Roberts inadvertently sows the seeds of revolutionary change

The Stamp Act of 1765. The Tea Act of 1773. Boring stuff, right? Except for what they represented to a bunch of rebel colonists fed up with oppressive taxation and a government increasingly divorced from the pulse of its people. After the Declaration of Independence was signed on July 4, 1776 things didn’t go too well for the oppressors.

Fast forward to June 28, 2012, where the Supreme Court has ruled the Obamacare mandate constitutional — as a tax. Correction: The mother of all taxes. Chief Justice John Roberts‘ logic? It’s better to be oppressed under a government with near-unlimited powers than one with unlimited powers:

Whether the mandate can be upheld under the Commerce Clause is a question about the scope of federal authority. Its answer depends on whether Congress can exercise what all acknowledge to be the novel course of directing individuals to purchase insurance. Congress’s use of the Taxing Clause to encourage buying something is, by contrast, not new. Tax incentives already promote, for example, purchasing homes and professional educations. […] Sustaining the mandate as a tax depends only on whether Congress has properly exercised its taxing power to encourage purchasing health insurance, not whether it can. Upholding the individual mandate under the Taxing Clause thus does not recognize any new federal power. It determines that Congress has used an existing one.

[A]lthough the breadth of Congress’s power to taxis greater than its power to regulate commerce, the taxing power does not give Congress the same degree of control over individual behavior. Once we recognize that Congress may regulate a particular decision under the Commerce Clause, the Federal Government can bring its full weight to bear. Congress may simply command individuals to do as it directs. An individual who disobeys may be subjected to criminal sanctions. Those sanctions can include not only fines and imprisonment, but all the attendant consequences of being branded a criminal: deprivation of otherwise protected civil rights, such as the right to bear arms or vote in elections; loss of employment opportunities; social stigma; and severe disabilities in other controversies, such as custody or immigration disputes.

By contrast, Congress’s authority under the taxing power is limited to requiring an individual to pay money into the Federal Treasury, no more. If a tax is properly paid, the Government has no power to compel or punish individuals subject to it. We do not make light of the severe burden that taxation—especially taxation motivated by a regulatory purpose—can impose. But imposition of a tax nonetheless leaves an individual with a lawful choice to do or not do a certain act, so long as he is willing to pay a tax levied on that choice (NATIONAL FEDERATION OF INDEPENDENT BUSINESS v. SEBELIUS, Opinion of the Court, 42-43).

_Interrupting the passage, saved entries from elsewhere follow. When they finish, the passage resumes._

Issue #1225, opened 2026-05-29
Durable per-parent outbox + drain-on-Stop/heartbeat replaces push-into-tmux (busy conductor never receives child completions)


asheshgoplani:
## Symptom (what the user observes)
A child session finishes while its parent **conductor is busy** (mid-turn). The parent **never receives the completion** — or receives it late and duplicated. Proven live on 2026-05-29: child `dc3247c3` → parent `16c012a4` was correctly *detected* and *targeted* but **never delivered**; the same inbox shows repeated `deferred_target_busy` lines and a `dropped_no_target` ~1/sec runaway in `transition-notifier.log`.

## Root cause
The current model **pushes** completions into the parent's tmux pane and only sends when `parent.GetStatusThreadSafe() != StatusRunning` (`transition_notifier.go:451`). A conductor is almost always `StatusRunning`, so `prepareDispatch` returns `deferred_target_busy`, `scheduleBusyRetry` re-checks the *same* idle-gate at {5s,15s,45s}, the deferred-queue ages out (10m/20 attempts), and the event is logged to `notifier-missed.log`. Even Claude Code itself only *queues* keystrokes typed mid-turn (issue #36326). **Push conflates "wake" with "deliver."**

Secondary bugs:
- `taskworker.go:301` **ack-on-defer**: a one-shot completion record is marked `Acked` when it only reached a volatile in-process retry queue — durability defeated in the common busy case.
- `ReplayUnackedCompletions` / dispatch treats an unresolvable parent as a re-tryable transient → `dropped_no_target` logged ~1/sec forever instead of a bounded terminal state.

## Fix (settled design)
Replace push-into-tmux with a **durable per-parent outbox that the parent DRAINS** (pull, not push). One queue (`~/.agent-deck/inboxes/<parent>.jsonl`), two producers (interactive `running→waiting` AND one-shot `run-task` kernel-exit), three consumption triggers (Stop-hook `decision:block` inject at the turn boundary, heartbeat poll, optional inotify wake-nudge). Last-wins per child, `turn_fingerprint` dedup → exactly-once *effects*, `attempts`/TTL + dead-letter to kill the runaway, `stop_hook_active` + max-blocks loop guard. **No `claude -p`** — the primary path keys on `running→waiting`, not process exit.

## Surfaces affected
- **CLI** (`cmd/agent-deck/`): `inbox drain` consumer + `hook-handler` Stop drain/inject.
[...]

Issue #1214, opened 2026-05-28
Conductor cannot reliably detect task-worker completion (poll-inference is ambiguous; daemon goes stale)


asheshgoplani:
## Symptom
When a conductor dispatches a discrete task to a child worker, it has no reliable, exactly-once signal that the child **finished its assigned task**. The child idles at \`waiting\` (yellow) at the end of *every turn*, so \`waiting\` conflates "paused this turn" with "task done." The conductor either misses completions, fires on false positives (a mid-task pause looks done), or relies on an idle-timeout heuristic.

A second, compounding failure: the long-lived \`agent-deck-transition-notifier\` systemd unit is \`Type=simple\` + \`Restart=always\` with no version recycle, so after a binary upgrade the daemon keeps running stale code (observed 20-day stale window). The completion path silently runs old logic.

## Root cause
- \`hook_handler.go\`: \`Stop → waiting\` fires at the end of *every* turn, not at task completion. \`SessionEnd → dead\` only on full teardown. There is no "task done" event in the hook vocabulary.
- The only trustworthy task-done signal is the worker's explicit assertion: the #1186 sentinel \`===AGENTDECK_DONE=== status=<ok|fail> summary=...\`. Today that is delivered by polling a hook file with a 45s freshness window + multi-layer dedup (\`lastDone\`, output-hash TTL, fingerprint) to *simulate* exactly-once over a polled file.
- For a worker that **exits** when its task is done (one-shot \`claude -p\`/any one-shot tool), the kernel gives exactly-once for free via \`cmd.Wait()\`. The poll-inference soup is unnecessary for that path.

## Fix (design approved + spike-proven, 830/830 exactly-once)
1. **STEP 1 — daemon never goes stale:** build-version self-check (recycle when the on-disk binary version != running version) + \`RuntimeMaxSec\` so the daemon always runs current code.
2. **STEP 2 — task-worker one-shot completion (generic):** a tool-agnostic wrapper (\`agent-deck run-task -- <command>\`) runs the worker one-shot, blocks on the kernel exit (exactly-once), parses the last #1186 sentinel (last-wins), writes a durable completion record (atomic) + ack, and wakes the parent's live session exactly once via the existing notifier. Restart-safe via unacked-record replay.
3. **Remove the poll-inference / 45s freshness / dedup for the task-worker path** (the kernel exit replaces them). Keep the Stop-hook/sentinel path intact for persistent **interactive** sessions (those never exit).

## Surfaces
[...]

Issue #1186, opened 2026-05-26
Conductor has no trustworthy 'worker finished' signal — Stop hook mislabeled as 'waiting'


asheshgoplani:
## Problem

The conductor has no trustworthy signal for "a child worker finished its task." Claude's `Stop` hook — the actual completion edge — is mapped to the generic `waiting` status (`cmd/agent-deck/hook_handler.go:63-64`), and `Stop` fires at the end of *every* assistant turn (each tool batch / pause), not at task end. So `waiting` conflates three states: truly-done, mid-task-pause, and blocked-on-permission. The status enum (`internal/session/instance.go:44-58`) has no `done`/`complete` concept. Conductors are forced to poll artifacts (RESULTS files, `gh pr` state, `session output`) because the system has no better signal.

## Fix (by-construction): worker-printed completion sentinel, gated by the `Stop` hook

Completion should be **asserted by the party that knows** (the worker), not inferred from terminal cosmetics.

1. **Spawn contract:** the conductor's launch prompt instructs the child to end its task with a machine-greppable line, e.g.:
   `===AGENTDECK_DONE=== status=<ok|fail> summary=<one line>`
2. **Detection:** on a fresh `Stop` hook edge (`hook_handler.go`), agent-deck checks the transcript/pane tail for the sentinel token (reuse the JSONL read already done for cost at `hook_handler.go:390-527`).
3. **Emit a real `finished` event** carrying `status` + `summary` to the parent (distinct from `waiting`), so the conductor gets "done + outcome" in one signal instead of polling.

## TDD
- Sentinel present on Stop edge → `finished` event emitted with parsed status+summary
- Stop edge without sentinel (mid-task turn) → NO finished event (stays running/waiting)
- `status=fail` sentinel → finished event marks failure
- Sentinel in earlier turn already consumed → not re-emitted on later Stop

Source: read-only investigation 2026-05-26 (full report has file:line pointers). Pairs with the dedup-key fix (separate issue).

PR #1423, opened 2026-06-13
fix(hooks): done-sentinel detection on current Claude Code transcript formats (fixes #1422)

### LINKED ISSUE #1422: Done-sentinel detection (#1186) never fires on current Claude Code transcript formats
## Summary

The completion-sentinel scan introduced in #1186 (`===AGENTDECK_DONE===` →
`kind=finished` event) does not work against the transcripts Claude Code
writes today. Two independent bugs, found together on two long-running
deployments (June 2026, macOS, v1.9.54/v1.9.55):

1. **The sentinel-bearing assistant record is not the last transcript line.**
   `scanTranscriptForDone` reads only the literal last line of the transcript
   and requires `type == "assistant"`. Current Claude Code appends system /
   attachment records *after* the assistant turn (observed tail:
   `..., assistant, system, system`), so the check fails on essentially every
   Stop. Across both of our deployments (separate profiles, weeks of fleet
   traffic with sentinel-printing workers), **zero `kind=finished` events have
   ever been emitted** — the feature has been silently dead, masked by the
   ordinary `running→waiting` transitions.

2. **The Stop hook outruns the transcript flush (one-turn lag).** Claude Code
   can fire the Stop hook *before* appending the turn's final assistant
   record. With (1) fixed by a naive backward scan, three consecutive live
   probes each delivered the **previous** turn's sentinel — a deterministic
   one-turn lag. Since a worker prints the sentinel on its *final* turn by
   convention, that final completion never delivers at all.

## Repro

1. Create a managed claude session with hooks installed; have it print a
   valid sentinel as its final output, e.g.
   `===AGENTDECK_DONE=== status=ok summary=probe`.
2. Inspect the transcript JSONL on the Stop edge: the last lines are `system`
   records; the sentinel-bearing `assistant` record sits 1–4 lines above —
   and on the Stop edge itself it is frequently not yet present in the file.
3. Observe the hook status file (`hooks/<instance>.json`): no
   `done_status`/`done_summary` ever appear; the daemon emits no `finished`
   event (no journal line, no parent-inbox record).

Unit-level repro of (1): a transcript ending
`assistant(sentinel), system, system` yields no detection on main —
see the regression tests in the attached PR (fail-first on main).

## Constraint that shapes the fix

The Stop hook runs **synchronously** since the #1225 activation
(`claude_hooks.go` — Claude Code must read the `decision:block` drain
response, and it blocks on the hook process's exit). So the flush race in (2)
cannot be fixed by sleeping/retrying inside the hook: any in-process wait is
added latency on *every turn-end of every managed session*.

## Proposed fix (PR attached)

- **(1)** Walk a bounded tail window (25 lines) backwards; skip system /
  attachment records and sidechain (`isSidechain: true`, subagent) records;
  scan the first main-chain assistant record found — the turn that just
  stopped.
- **(2)** If the newest main-chain record in the window is a **user** record,
  the just-stopped turn's reply has not flushed yet. The hook does NOT wait:
  it persists the (validated) transcript path into the hook status file and
  exits; the transition daemon finishes the scan on its existing 1–3s poll
  loop — the retry comes for free, bounded by the existing 45s
  `hookFreshWindow`, deduped by the existing `lastDone` map, and gated by the
  same #1214 completion-record ownership check as the current done-fields
  path. Turn-end latency added to the synchronous Stop hook: zero.

Happy to adjust shape/naming; regression tests in the PR are fail-first on
main and can be renamed `issueNNNN_*` once this issue has a number.

seanyoungberg:
## Root cause

Two bugs, one feature surface (#1186 / #1188 done-sentinel → `finished`
events). Details and live evidence in #1422.

1. `scanTranscriptForDone` reads only the literal **last** transcript line
   and requires `type == "assistant"`. Current Claude Code appends system /
   attachment records after the assistant turn (observed tail:
   `..., assistant, system, system`), so detection never succeeds — zero
   `kind=finished` events ever, on two independent long-running deployments.
2. Claude Code can fire the Stop hook **before** the turn's final assistant
   record is flushed to the JSONL. A backward scan alone then reads the
   PREVIOUS turn's sentinel (observed live: deterministic one-turn lag), so a
   worker's final — sentinel-bearing — turn never delivers. The Stop hook is
   synchronous since #1225 (Claude blocks on its exit to read the
   `decision:block` drain response), so the hook must not sleep out the
   flush: any in-process retry adds turn-end latency to every managed
   session.

## The fix

Commit 1 — bounded backward tail scan (`cmd/agent-deck/hook_handler.go`):

- Walk up to 25 trailing transcript lines backwards; skip system /
  attachment records and sidechain (`isSidechain`, subagent) records; scan
  the first **main-chain assistant** record found — the turn that just
  stopped. Earlier turns are never reached.
- `readLastLine` (cost path) is rebuilt on the shared tail reader instead of
  duplicating the backward-read logic.

Commit 2 — flush race handed to the daemon (zero added hook latency):

- The scan moves to `internal/session/transcript_done_scan.go`, shared by
  both callers, with one new outcome: if the newest main-chain record in the
  window is a **user** record, the just-stopped turn's reply is not flushed
  yet → `pending`.
- On `pending`, the hook persists the validated transcript path into the
  hook status file (`transcript_path`, omitempty) — no done fields, no
  sleeping — and exits.
- The transition daemon's existing poll loop finishes the scan
  (`doneSignalFor` in `transition_daemon.go`): re-scan on each pass until the
  record lands (typically the next poll), bounded by the existing 45s
  `hookFreshWindow`, deduped by the existing `lastDone` map, gated by the
  same #1214 completion-record ownership check as the done-fields path, and
  memoized per Stop edge (`lastDoneScan`) so a resolved scan stops re-reading
  the transcript for the rest of the window.
- The daemon re-applies the `~/.claude` containment / path-traversal guard
  (`ValidateTranscriptPath`, shared with the hook) before opening any path it
  read from a status file.

Behavioral invariants preserved: #1214 wrapper-owned completions stay
suppressed on the poll path; #1225's synchronous Stop drain is untouched (the
hook still exits immediately); ordinary no-sentinel Stops write the same
status files as before, plus `transcript_path` only when the tail was
unflushed.

## Regression tests

Fail-first on main (verified):

- `internal/session/transcript_done_scan_test.go` — trailing-system-records
  detection, sidechain-spoof rejection (incl. sidechain noise after the user
  prompt), **unflushed tail must not leak the previous turn's sentinel**,
  flush-resolves-pending, no-main-chain window, missing file must not report
  pending (no retry spin), path validation, tail-window bounds.
- `cmd/agent-deck/issue1186_done_signal_test.go` — payload-level detection
  (flushed sentinel / unflushed-pending / containment rejection) and hook
  status persistence (done fields, pending `transcript_path`, omitted-when-
  absent).
- `internal/session/issue1186_done_emit_test.go` — daemon rescan: no emit +
  retryable while unflushed, exactly-once emit after the flush lands, quiet
  resolution without a sentinel, stale hook files ignored, containment guard
  on daemon-read paths.

`go test ./cmd/... ./internal/session/...` — green except two pre-existing
environment-sensitive failures in `internal/session`
(`issue1349_rebind_guard_test.go:369,420`), which fail identically on
unmodified `main` in this environment. `golangci-lint run` on both touched
packages: 0 issues.

## Bug Fixes

* **Resolved race condition** where transcript completion could be missed when transcript flush occurs simultaneously with hook emission
* **Enhanced transcript validation** with support for deferred rescanning to ensure completion detection reliably succeeds even when transcript state is initially unclear

### DIFF
--- a/cmd/agent-deck/hook_handler.go
+++ b/cmd/agent-deck/hook_handler.go
@@ -655,13 +655,20 @@ func writeCostEvent(instanceID string, rawPayload []byte) {
 }
 
 // transcriptContentMessage extracts the assistant message content blocks from
-// the last transcript line, for completion-sentinel detection (issue #1186).
+// a transcript line, for completion-sentinel detection (issue #1186).
 type transcriptContentMessage struct {
-	Type    string `json:"type"`
-	Message struct {
+	Type        string `json:"type"`
+	IsSidechain bool   `json:"isSidechain"`
+	Message     struct {
 		Content json.RawMessage `json:"content"`
 	} `json:"message"`
 }
+
+// doneScanTailLines bounds the backward walk over transcript records when
+// looking for the just-finished assistant turn. Post-assistant noise observed
+// in the wild is 1-4 records (system/attachment); 25 leaves generous margin
+// without rescanning history.
+const doneScanTailLines = 25
 
 // detectDoneSentinel parses transcript_path out of a Stop hook payload and
 // scans the transcript tail for a worker-printed completion sentinel. It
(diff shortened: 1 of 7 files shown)


asheshgoplani:
@C-4700107320.new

Basically, what Roberts is saying is that allowing Congress to compel you to buy insurance “because we say so” would destroy the idea of a government of limited and enumerated powers. Allowing a government to compel you to do something through taxation “because we’re power-hungry, oppressive jerks” … apparently falls within the scope of the constitution. Barely.

The inside-the-Beltway crowd doesn’t read things quite the same way. As always, they’re too caught up with head games to understand what’s going on in the hearts of everyday Americans. Take Charles Krauthammer, a brilliant man who is technically right when he says:

“[Roberts upheld] the central conservative argument against Obamacare, while at the same time finding a narrow definitional dodge to uphold the law — and thus prevented the court from being seen as having overturned, presumably on political grounds, the signature legislation of this administration.”

That might very well be true. Charles and Chief Justice John Roberts are intelligent individuals. But let this also be known — Chief Justice John Roberts helped sow the seeds of revolutionary change today. The American people have a history of not responding well to oppressive taxes. Just ask our British friends.

Obamacare has now been certified a tax of the highest, most oppressive order — a tax imposed upon you at birth because you exist. And so, the people who unleashed a big red wave in 2010 over federal spending and uncontrollable debts have now been told that Obamacare stands — as a tax — from their worst nightmares.

My prediction is that the Tea Party movement, already fed up with $17 trillion dollars of debt, high unemployment and a grim economic forecast, will use the anger generated from this decision and turn out another big red wave in the 2012 elections that will rival or surpass 2010. Then they will wait. They will expect the Republicans they elect to craft principled legislation to secure a brighter future for their kids and grandchildren. If it doesn’t happen, there won’t be much time to right the ship. You can only outrun the math for so long, as Greece, Italy and Spain have found out. It will then be up to good men to pick up the mantle of Paul Revere and William Dawes, or the nation will be lost.